激情褪后,她枕在他的手臂上。
他在抽烟,不好闻的烟味混合在男女间欢愉后的残余味道里。
她和他都没有穿上衣服,所以她此刻是紧紧贴着他chi裸的胸膛的。
这是她第一次这样枕在他的手臂上,以往从来没有这样过。
她也不知道今天为什么主动枕着他,或许是因为他今天的情绪看起来比往常好,又或许是因为他马上就要举行婚礼……
她总有种预感,他举行过婚礼以后跟她相处的时间就不会太多,而她在所剩不多的相处时间里若是能次次都讨好他,她的日子应该会越来越好过。
他抽完一根烟,转过来看着她。
她低低的乌睫纤长而浓密,美丽的脸上因为染着淡淡的羞色而比平日增添了一丝俏丽。
她此刻安然、恬静地躺在他的怀里。
他细细抚着她光洁的背,磁性的嗓音温和,“你真的愿意就这样呆在我身边一辈子?”
她抬起漂亮的眼眸看着他,“你觉得时至今日,我还在欺骗你吗?”
他深望进她清澈的眼瞳,“接下去我会在美国呆得多一些,没有什么事,你就不要打电话给我了。
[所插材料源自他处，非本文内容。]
PR #1957, opened 2018-04-03
Back up to tmp on simulator

mikeger:
Store the back up on simulator to the `tmp` folder to allow automation to fetch it.

### DIFF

”
她怔了一下,说,“我那天打电话给你只是……只是想知道你回来的时间,我怕我回去照顾阿姨的时候你刚好回来……”有时候她真的很佩服自己,时常都能急中生智。
他似乎对她的解释不太满意。
她急忙补充一句,“你不喜欢我给你打电话的话,我以后不会再打了。”
他只是看着她,俊颜沉静,没有表态。
刚刚才觉得今天跟他相处还算不错,这一刻却发现她和他其实还是隔着很远的距离。
她慢慢从他的怀里退了开来,转过身背对着他,“我有点累了,我睡觉了。”
这一刻她在心底庆幸……还好她那天从医院回来就已经让医生给她开了一些减缓孕吐的药,此刻若是被他得知她怀孕的事,以他随时变脸的性格,她现在又要遭殃了。
直到他下床套上裤子,她这才转过身来。
看到他西装革履,恢复衣冠楚楚的样子,她拥着被子,随口问了句,“你今晚会来吗?你如果来的话,我下午出去就带些菜回来,我做饭给你吃。”
“不会。”
他已经恢复冷漠的声音,根本没有半点的温度。
她不再出声。
他头也没回就离开了。
她怔怔看着他离去,心忽然感觉有点空。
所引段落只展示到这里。